Artikel 27. Diefstal (deze dekking geldt alleen als op uw polisblad staat dat deze dekking is meeverzekerd)

Verzekerd is schade aan het verzekerd object die plotseling en onvoorzien ontstaat door:
1. diefstal, verduistering of poging daartoe en joy-riding.
Ook is verzekerd schade aan het verzekerd object door:
2. brand, kortsluiting, zelfontbranding en blikseminslag, als deze schade niet is ontstaan door botsen, slippen en van de weg of te water raken;
3. storm, uitsluitend schade als gevolg van door de storm rondvliegende of vallende voorwerpen;
4. hagel;
5. natuurgeweld, zoals lawine en overstroming;
6. transport door een transportonderneming, waaraan de zorg van het transport is
toevertrouwd;
7. breken of barsten van de ruiten van een brommobiel.
(…)

2.2 Op het polisblad staat onder andere het volgende vermeld:

2.3 Op 6 juni 2017 is de bromfiets van Consument omgevallen door een rukwind en heeft hierdoor schade opgelopen. Naar aanleiding hiervan heeft Consument een claim ingediend bij Verzekeraar.
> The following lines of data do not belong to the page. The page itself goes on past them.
PR #380, opened 2023-05-17
Fix hex view font family issue

czlitony:
# Problem
When opening Notepad Next on Mac, can always see this warning:
```
[     0.595] W: Populating font family aliases took 147 ms. Replace uses of missing font family "Monospace" with one that exists to avoid this cost.
```

# Fix
Changing hex view font family to "Courier New"

### DIFF
--- a/src/NotepadNext/docks/HexViewerDock.cpp
+++ b/src/NotepadNext/docks/HexViewerDock.cpp
@@ -16,6 +16,7 @@
  * along with Notepad Next.  If not, see <https://www.gnu.org/licenses/>.
  */
 
+#include <QFontDatabase>
 
 #include "MainWindow.h"
 #include "ScintillaNext.h"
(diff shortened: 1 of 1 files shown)


dail8859:
I did some digging as I'm not sure hard coding "Courier New" is the best option since it is not guaranteed to exist on systems, and it forces it to a specific font.

I ran across this same issue here: https://bugs.dolphin-emu.org/issues/12035#change-738847

Which was solved by this change:
https://github.com/dolphin-emu/dolphin/pull/9085/files

So I'm curious if...

```cpp
    QFont font = QFont(QFontDatabase::systemFont(QFontDatabase::FixedFont).family());
    ui->tblHexView->setFont(font);
```

...works on MacOS for you to eliminate the warning. This seems like it has more potential to accurately support the system's monospaced font as some systems configure it differently.

czlitony:
`QFont font = QFont(QFontDatabase::systemFont(QFontDatabase::FixedFont).family());` works.
image

PR #381, opened 2023-05-17
Increase search result column width

czlitony:
# Before
The search result column is stretched according to the app's main window width.
Snipaste_2023-05-17_21-55-52

# Now
Set the column width as 10000.
Snipaste_2023-05-17_21-56-58

### DIFF
--- a/src/NotepadNext/docks/SearchResultsDock.cpp
+++ b/src/NotepadNext/docks/SearchResultsDock.cpp
@@ -39,6 +39,8 @@ SearchResultsDock::SearchResultsDock(QWidget *parent) :
 {
     ui->setupUi(this);
 
+    ui->treeWidget->setColumnWidth(1, 10000);
+
     // Close the results when escape is pressed
     new QShortcut(QKeySequence::Cancel, this, this, &SearchResultsDock::close, Qt::WidgetWithChildrenShortcut);
 
--- a/src/NotepadNext/docks/SearchResultsDock.ui
+++ b/src/NotepadNext/docks/SearchResultsDock.ui
@@ -57,6 +57,9 @@
       <attribute name="headerVisible">
        <bool>false</bool>
       </attribute>
+      <attribute name="headerStretchLastSection">
+       <bool>false</bool>
+      </attribute>
       <column>
        <property name="text">
         <string notr="true">1</string>


dail8859:
@czlitony Greatly appreciate the PRs recently! Been a bit busy so I'll try to get around to reviewing them one by one as I have time.

> ui->treeWidget->setColumnWidth(1, 10000);

Usually when there is some arbitrary value like this it indicates some possible [code smell](https://en.wikipedia.org/wiki/Code_smell). This also has the downside of always resizing it to 10000 and forcing a scrollbar even when it is not needed.

I think a more dynamic solution is adding `ui->treeWidget->resizeColumnToContents(1);` at the end of `SearchResultsDock::completeSearch()` which I think will achieve the same results. I tested it quickly but not very thoroughly.

czlitony:
I'll try it.

czlitony:
Tried it, but doesn't work well:
image

dail8859:
Are you sure you added it at the bottom of `SearchResultsDock::completeSearch()`? It worked under windows for me.

There is another call to resize the column widths index 0 so I dont see why resizing column 1 wouldn't work.

```cpp
void SearchResultsDock::completeSearch()
{
    currentSearch = Q_NULLPTR;
    currentFile = Q_NULLPTR;
    currentFileCount = 0;
    totalFileHitCount = 0;
    totalHitCount = 0;
    ui->treeWidget->resizeColumnToContents(0);
    ui->treeWidget->resizeColumnToContents(1); // <-- resize text column here
}
```

czlitony:
Yes, I added it at the bottom of `SearchResultsDock::completeSearch()`, but didn't work on Mac. It worked on Windows.
`ui->treeWidget->header()->setSectionResizeMode(QHeaderView::ResizeToContents);` works for both Windows and Mac.

But resizing to content doesn't work well for the short lines, the search line and search file path line are truncated.
image

dail8859:
> But resizing to content doesn't work well for the short lines,

Your PR shows it has `headerStretchLastSection` set to false. Maybe changing to true helps?

czlitony:
With `ui->treeWidget->header()->setStretchLastSection(true);`, `ui->treeWidget->header()->setSectionResizeMode(QHeaderView::ResizeToContents);` doesn't work.

dail8859:
> Yes, I added it at the bottom of SearchResultsDock::completeSearch(), but didn't work on Mac. It worked on Windows.

This would indicate that it is a Qt bug most likely if it is not working on Mac. I'm still not a fan specifying a column with because it is arbitrary and also always forces a scrollbar to be shown all the time.

I just pushed 940cc193ea730d0c54ec120ca353850726cfd1d2 which behaves correctly on Windows. I think the best course of action is make Mac specific changes (e.g. using `ifdefs` to call `setColumnWidth(1, 10000);` or whatever is best) that way it gives better behavior even if it is not perfect for just Mac. I don't have a Mac to test out any of that on.

czlitony:
@dail8859 https://github.com/dail8859/NotepadNext/commit/940cc193ea730d0c54ec120ca353850726cfd1d2 also works on Mac, I don't know why it didn't work last time when I tried it, maybe something else changed by me will cause the problem.
Thanks for the fix, since this issue is resolved, I'll close this PR.

dail8859:
Great to hear!

czlitony:
@dail8859 https://github.com/dail8859/NotepadNext/commit/940cc193ea730d0c54ec120ca353850726cfd1d2 doesn't work well in this case that after a short line is matched, the previous search result's column will be shortened.
image

dail8859:
Good catch. Looks like it is just accounting for currently visible rows. There may be some better way to handle it.

PR #385, opened 2023-05-28
Fix bug SearchResultsDock doesn't resize column to contents

czlitony:
### Problem
Commit https://github.com/dail8859/NotepadNext/commit/940cc193ea730d0c54ec120ca353850726cfd1d2 optimized SearchResultsDock to make it resize the column to contents. However, it doesn't work well in this scenario that after a new short line is added in SearchResultsDock, the previous long line's column will be shortened.
image

### Fix
Call "ui->treeWidget->resizeColumnToContents(1)" to resize the column when the searched item is expanded.


dail8859:
Thanks!

PR #215, opened 2022-12-15
Internal module restructuring

### LINKED ISSUE #103: Restructuring of internal modules
Some submodules of `capellambse` have evolved a lot since their inception, and now do more tasks than what their name suggests. Additionally, some nested submodules have grown useful enough on their own to warrant them living further up the hierarchy. And finally, some modules redundantly have their parent modules' names in their own name. I therefore suggest the following renames within the `capellambse` package:

- `aird.diagram` 🠪 `diagram._diagram`, exported on `diagram`
- `aird.json_enc` 🠪 `diagram._json_enc`, exported on `diagram`
- `aird.vector2d` 🠪 `diagram._vector2d`, exported on `diagram`
- `aird.capstyle` 🠪 `diagram.capstyle`, maybe with a different name like `default_styles` or `styles`
- `aird.parser` 🠪 `aird`
- `loader.filehandler` 🠪 `filehandler`
- `loader.filehandler.gitfilehandler` 🠪 `filehandler.git`
- `loader.filehandler.git_askpass` 🠪 `filehandler.git.askpass`
- `loader.filehandler.localfilehandler` 🠪 `filehandler.local`

To preserve backwards compatibility, we should put redirections in place for some time, which trigger a `DeprecationWarning` when used. Once sufficient time has passed to allow clients to migrate, these redirections can then be removed.

Summoning @ewuerger and @MoritzWeber0 for their significant contributions to the affected modules.

This issue, if done right, should also allow us to re-enable the `cyclic-import` check in Pylint and not get overwhelmed with output from it.

Wuestengecko:
Resolves #103.

Unfortunately the optimistic statement about Pylint's `cyclic-import` warning does not hold (at least not with this alone), so it remains disabled.

I also placed stubs at the appropriate places, to preserve compatibility with (well-behaved) plugins and give them time to migrate as well. These should be removed after some time again (but hopefully less time than the cache dir migration ;) )


capellambse/aird/__init__.py
```diff
@@ -1,16 +1,246 @@
...
+]
+
+import collections.abc as cabc
+import pathlib
+import typing as t
+import urllib.parse
+
+from lxml import etree
+
+import capellambse
```
ewuerger, line 22: Remove unused import.
```suggestion
```

ewuerger (changes requested):
Please have a look at my additional changes. Apart from that and the minor 2 things:
LGTM.

_**As soon as this is merged, please have a look at [PR#27](https://github.com/DSD-DBS/capellambse-context-diagrams/pull/27) of capellambse-context-diagrams.**_ @Wuestengecko @ewuerger

PR #217, opened 2022-12-16
Selective parsing of AIRD files

Wuestengecko:
This PR aims to reduce the memory usage of various `capellambse` objects during different stages of their life cycle. As a positive side effect, this also greatly reduces the load times for models in the presence of visual representations.

Here are some preliminary measurements made with our production model:

|| `master` | `aird-memory` |
|---|---:|---:|
| Time to prompt | ~18s | 1.4s |
| RSS in prompt | 1480MB | 167MB |
| RSS peak | 1537MB | 400MB |

The biggest hurdle is going to be the AIRD parser, which is currently entirely dysfunctional due to not being able to find its elements. It needs to be adjusted to work with selectively parsed AIRD files.

### DIFF
--- a/capellambse/loader/core.py
+++ b/capellambse/loader/core.py
@@ -132,7 +132,12 @@ class ResourceLocationManager(dict):
 
 
 class ModelFile:
-    """Represents a single file in the model (i.e. a fragment)."""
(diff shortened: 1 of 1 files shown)


Wuestengecko:
Will be implemented as part of model v2.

2.4 Verzekeraar heeft deze claim afgewezen onder verwijzing naar artikel 27 van de Voorwaarden waarin staat vermeld dat er op de diefstaldekking alleen stormschade is meeverzekerd als er door de storm objecten op of tegen de bromfiets aanwaaien, waardoor schade aan de bromfiets ontstaat.

3. Vordering, klacht en verweer

Vordering Consument
3.1 Consument vordert vergoeding van de schade aan de bromfiets, die wordt geschat op €400,-.
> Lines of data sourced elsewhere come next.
PR #218, opened 2022-12-27
Enable auditing changes made to a model

ewuerger:
This PR introduces new audit events which allow to detect changes made to the model.

### DIFF
--- a/capellambse/model/__init__.py
+++ b/capellambse/model/__init__.py
@@ -25,7 +25,6 @@ import capellambse
 import capellambse.helpers
 import capellambse.pvmt
 from capellambse import _diagram_cache, filehandler, loader
-from capellambse.loader import xmltools
 
 from . import common, diagram  # isort:skip
 
@@ -64,15 +63,12 @@ class MelodyModel:
         None, cacheattr="_MelodyModel__diagram_cache"
     )
 
-    uuid = xmltools.AttributeProperty(
-        "_element",
+    uuid = common.AttributeProperty(
         "id",
         writable=False,
         __doc__="The unique ID of the model's root element.",
     )
-    name = xmltools.AttributeProperty(
-        "_element", "name", __doc__="The name of this model."
-    )
+    name = common.AttributeProperty("name", __doc__="The name of this model.")
 
     _diagram_cache: filehandler.FileHandler
     _diagram_cache_subdir: pathlib.PurePosixPath
--- a/capellambse/model/__init__.py
+++ b/capellambse/model/__init__.py
@@ -76,6 +76,7 @@ class MelodyModel:
 
     _diagram_cache: filehandler.FileHandler
     _diagram_cache_subdir: pathlib.PurePosixPath
+    _constructed: bool
 
     def __init__(
         self,
@@ -218,6 +219,7 @@ class MelodyModel:
         """
         capellambse.load_model_extensions()
 
+        self._constructed = False
         self._loader = loader.MelodyLoader(path, **kwargs)
         self.info = self._loader.get_model_info()
         self.jupyter_untrusted = jupyter_untrusted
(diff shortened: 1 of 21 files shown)


capellambse/model/__init__.py
```diff
@@ -339,3 +339,7 @@ def search(
     def by_uuid(self, uuid: str) -> common.GenericElement:
         """Search the entire model for an element with the given UUID."""
         return common.GenericElement.from_model(self, self._loader[uuid])
+
+    def __contains__(self, obj: common.GenericElement) -> bool:
+        assert isinstance(obj, common.GenericElement)
+        return obj._model is self
```
ewuerger, line 345: Just an idea: Since I don't want to call `obj._model is model` in the tests. I recognized we don't yet have a quick check for this.

capellambse/model/common/accessors.py
```diff
@@ -23,6 +23,7 @@
 
 import abc
 import collections.abc as cabc
+import copy
```
ewuerger, line 26: I'm not sure if copying the deleted (lost) objects is really needed. If so can we get away without deep-copying?

capellambse/model/common/element.py
```diff
@@ -216,7 +218,7 @@ def __init__(
                         f"Cannot set {key!r} on {type(self).__name__}"
                     )
                 else:
-                    setattr(self, key, val)
+                    self.__setattr__(key, val, audit=audit)
```
ewuerger, line 221: The only change that I don't like so much. But I have no idea how to do it such that we can keep `setattr()`.

capellambse/model/common/element.py
```diff
@@ -225,8 +227,14 @@ def __init__(
     def __getattr__(self, attr: str) -> t.Any:
         raise AttributeError(f"{attr} isn't defined on {type(self).__name__}")
 
-    def __setattr__(self, attr: str, value: t.Any) -> None:
+    def __setattr__(self, attr: str, value: t.Any, audit: bool = True) -> None:
```
ewuerger, line 230: Meh. :(

ewuerger:
There is one WIP commit which keeps me buffled. I want to understand why this doesn't work.

capellambse/model/__init__.py
Wuestengecko: Why would we need to check that `obj._model is model` though? What's the relevant bit in the tests that you're talking about?

capellambse/extensions/reqif/elements.py
```diff
@@ -298,10 +298,17 @@ def __repr__(self) -> str:
...
+        else:
+            value = self.value
+
+        definition_name = re.sub(r"(?<!^)([A-Z])", r" \1", mytype)
         if self.definition is not None:
-            return f"<{mytype} {self.definition.long_name!r} ({self.uuid})>"
-        default_name = re.sub(r"(?<!^)([A-Z])", r" \1", mytype)
-        return f"<{mytype} [{default_name}] ({self.uuid})>"
+            definition_name = self.definition.long_name
+        return f"<{mytype} [{definition_name}] {value!r} ({self.uuid})>"
```
Wuestengecko, line 311: Taking the `repr()` of a formatted date string here makes the output look like it was a `str`. It's not too big of an issue, because it says that it's a `Date` right before, but it could still be confusing. However, we could easily resolve it by taking the `repr()` at the appropriate places during the type checks above and dropping `!r` down here.

capellambse/extensions/reqif/elements.py
```diff
@@ -298,10 +298,17 @@ def __repr__(self) -> str:
 
     def _short_repr_(self) -> str:
         mytype = type(self).__name__
+        if mytype.startswith("Enum"):
+            value = ", ".join(self.values.by_long_name)
+        elif mytype.startswith("Date"):
+            value = helpers.strf_datevalue(self.value)
```
Wuestengecko, line 304: IMO we shouldn't alter the value in any way, which this helper does (it converts it to UTC). We should just use `value.isoformat()` directly.

Wuestengecko (commented):
For the record: I have "taken over" this PR and will be working on it. I'm just taking notes here. :)

PR #222, opened 2023-01-10
Solved bug in ComponentExchange.exchange_items

juanitocalero:
A local list variable in the object was being modified on each call. This caused a bug where code calling this property will produce more elements each time it was called.

### DIFF
--- a/capellambse/model/crosslayer/fa.py
+++ b/capellambse/model/crosslayer/fa.py
@@ -224,11 +224,12 @@ class ComponentExchange(AbstractExchange):
     def exchange_items(
         self,
     ) -> c.ElementList[information.ExchangeItem]:
-        items = self.allocated_exchange_items
-        func_exchanges = self.allocated_functional_exchanges
-        assert isinstance(func_exchanges, cabc.Iterable)
-        for exchange in func_exchanges:
-            items += exchange.exchange_items
+
+        items = c.ElementList(self._model, [], information.ExchangeItem)
+        items.extend(self.allocated_exchange_items)
+        items.extend([item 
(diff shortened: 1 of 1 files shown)


capellambse/model/crosslayer/fa.py
```diff
@@ -224,11 +224,12 @@ def owner(self) -> cs.PhysicalLink | cs.PhysicalPath | None:
...
-        func_exchanges = self.allocated_functional_exchanges
-        assert isinstance(func_exchanges, cabc.Iterable)
-        for exchange in func_exchanges:
-            items += exchange.exchange_items
+
+        items = c.ElementList(self._model, [], information.ExchangeItem)
+        items.extend(self.allocated_exchange_items)
+        items.extend([item 
+            for fexch in self.allocated_functional_exchanges 
+            for item in fexch.exchange_items])
```
Wuestengecko, line 232: Could you please look into setting up the [pre-commit hooks](https://pre-commit.com/) in our working copy? There's some formatting issues here that black would have taken care of. (I recognize we're missing a mention of that in this repo's CONTRIBUTING.)

For now, I've done this; and I've also changed the second part of this function back so it conforms to the Google style (only one `for` statement per comprehension).

Wuestengecko:
Github is being weird today. It's telling me that I can "Add more commits by pushing to the [component-exchange-bug](https://github.com/juanitocalero/py-capellambse/tree/component-exchange-bug) branch on [juanitocalero/py-capellambse](https://github.com/juanitocalero/py-capellambse)", but whenever I try I only get an "access denied" error. I'll just squash this straight in, I guess.

Issue #221, opened 2023-01-09
State Diagram Export Problem


juanvaccarezza:
Hi!
While exporting State Machine Diagrams several problems are detected on transitions:

Image inside capella:
![MSM  test](https://user-images.githubusercontent.com/1491039/211408156-2cdd17fa-776f-4e9c-a5db-cdb8c159604b.png)
Image on jupyter:
![Screenshot 2023-01-09 180609](https://user-images.githubusercontent.com/1491039/211408419-7694d834-cba1-4cb3-b437-62a8b4936a75.png)

Problem 2:
Image inside capella:
![MSM  test2](https://user-images.githubusercontent.com/1491039/211408635-cd4e92b4-fa80-4b00-adbb-8a927bf67c2a.png)
Image on jupyter:
![Screenshot 2023-01-09 180850](https://user-images.githubusercontent.com/1491039/211408793-dd53db86-f3c2-4986-a82e-7d266cde0f32.png)

Best Regards,
Juan

ewuerger:
Hi juanvaccarezza,

I worked on your issue and got to this state:
Capella:
![image](https://user-images.githubusercontent.com/50786483/212666688-ca15fa0d-6fdd-4344-a17b-d6d51944bf18.png)

generated SVG:
![image](https://user-images.githubusercontent.com/50786483/212669285-e781c358-2600-4a5a-9f59-043f46c5d4ab.png)

The rounded corners aren't easy to fix since 2 individual boxes are rendered. Further more pixel perfect routing (start + end points of transitions) are hard to calculate. We don't get all data from the `.aird` files. Please let me know if this is enough for you to work with.

Greetings

ewuerger:
Hi Juan,
sorry for replying so late. The label is taken directly form the `name` attribute of the diagram element in the .aird file. Capella takes the text from the trigger expression. On a `StateTransition` you don't just have a description. Checkout what attributes are available for it [here](https://dsd-dbs.github.io/py-capellambse/code/capellambse.model.crosslayer.html#capellambse.model.crosslayer.capellacommon.StateTransition).

Cheers

juanvaccarezza:
Excellent Thanks!!

Just for the record I was referring to the Trigger Description text box
shown in the dialog when you double click on the transition.

Thanks again,
Juan

ewuerger:
[...]

PR #227, opened 2023-01-16
Fix state diagrams export

ewuerger:
This PR solves #221 by aligning region text correctly and gathering the whole `StateTransition` label text from the `name` attribute on the diagram element in the factory in the `aird.parser module`. The changes to the svg submodule allow for adding class names when we encounter any other elements that need left-alignment of text instead of the default centric placement.


capellambse/svg/decorations.py
```diff
@@ -17,18 +17,22 @@
...
 all_directed_ports = directed_component_ports | function_ports
-start_aligned = {
+start_anchored = {
     "LogicalComponent",
     "LogicalActor",
     "LogicalHumanActor",
     "LogicalHumanComponent",
+    "ModeRegion",
 }
+left_aligned = {"ModeRegion"}
```
Wuestengecko, line 35: As far as I can tell, `StateRegion` has largely the same behavior and formatting as `ModeRegion` (except for background color).

Refer to the two diagrams in test-5.0:

- [MSM] States of Functional Human Being
- [MSM] Weather Modes

Wuestengecko, line 35: Can we change the text alignment setting to be a property in `capstyle.STYLES`?

capellambse/aird/_edge_factories.py
```diff
@@ -470,17 +470,7 @@ def state_transition_factory(seb: C.SemanticElementBuilder) -> diagram.Edge:
...
-        )
-        label = ", ".join(
-            i.get("name", "(unnamed trigger)")
-            for i in triggers
-            if i is not None
-        )
-
-        if guard := _guard_condition(seb, "guard"):
-            label = f"{label} [{guard}]"
+        label = seb.diag_element.get("name", "")
```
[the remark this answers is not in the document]
ewuerger: I didn't know that it is unreliable. So the diagram data in the `.aird` is updated iff the user opened the diagram and saved it again? I'll revert the changes and extend the code from before.

capellambse/svg/decorations.py
ewuerger: Yep. I need to add `StateRegion` too.

ewuerger: We moved all text based decoration rules into `diagram.capstyle.STYLES`. Please have a look again. And tell me if you like this or not.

Grondslagen en argumenten daarvoor
3.2 Deze vordering steunt, kort en zakelijk weergegeven, op de volgende grondslag:
• Consument voert aan dat niet in de Voorwaarden staat vermeld dat er andere objecten op of tegen de bromfiets moeten waaien. Er staat letterlijk dat de schade een gevolg moet zijn van een vallend voorwerp. Ook staat er niet dat dit een ander voorwerp moet betreffen dan de bromfiets zelf. De bromfiets is een vallend object.
• De bromfiets is in de aanvullende verzekering gedekt voor stormschade. Consument zou redelijkerwijs mogen verwachten dat de schade gedekt is.
• Verzekeraar verwijst naar de dekking van artikel 28 “aanrijding’’, waarin specifiek het omwaaien van de bromfiets wordt genoemd. Dit is echter irrelevant, het gaat hier om de dekking “diefstal’’ en hierin staat niet dat het vallend voorwerp waardoor er schade is, een ander voorwerp moet betreffen dan de bromfiets zelf.
• Consument is het niet eens met de stelling van Verzekeraar dat de dekking taalkundig zo omschreven is dat er geen andere interpretatie mogelijk is.
• Indien dit soort schades van de dekking moeten worden uitgesloten, dienen de polisvoorwaarden meer specifiek te worden herschreven. Voor nu staat Consument in zijn recht om vergoeding te krijgen.

Verweer Verzekeraar
3.3 Verzekeraar heeft, kort en zakelijk weergegeven, de volgende verweren gevoerd:
• Consument verklaart dat de getuige wist te vertellen dat de bromfiets door een rukwind is omgevallen en iemand de bromfiets weer overeind heeft gezet. De getuige maakt geen melding van een voorwerp dat tegen de bromfiets is gevallen of dat er een voorwerp tegen de bromfiets is gevlogen. Bij Consument is er geen sprake van schade door rondvliegende of vallende voorwerpen. De genoemde schade is niet verzekerd op de dekking ‘diefstal’. De schade van Consument zou alleen verzekerd zijn geweest wanneer hij de dekking ‘aanrijding’ conform artikel 28 had afgesloten.
• Er is geen sprake van een onduidelijke bepaling in de polisvoorwaarden. Consument leest alleen het tweede deel van de tekst terwijl de omvang en strekking van de dekking zeer zeker ook wordt bepaald door de inleidende zin. Er staat in de inleidende zin dat de schade aan het verzekerd object is verzekerd onder bepaalde omstandigheden. Het verzekerd object is vastgelegd in de polis, namelijk de bromfiets. In het tweede deel wordt gesproken over rondvliegende of vallende voorwerpen. Hiermee zijn taalkundig gesproken andere zaken bedoeld dan het verzekerd object zelf. Dit kun je ook niet anders lezen. Een duidelijke bepaling behoeft geen nadere uitleg of een voor de verzekerde meest redelijke uitleg.

4. Beoordeling

4.1 Ter beoordeling liggen de vragen voor, hoe artikel 27 van de Voorwaarden moet worden uitgelegd en of Consument er redelijkerwijs vanuit mocht gaan dat hij op grond van dat artikel aanspraak kan maken op vergoeding van de schade aan zijn scooter. De Commissie overweegt in dit verband als volgt.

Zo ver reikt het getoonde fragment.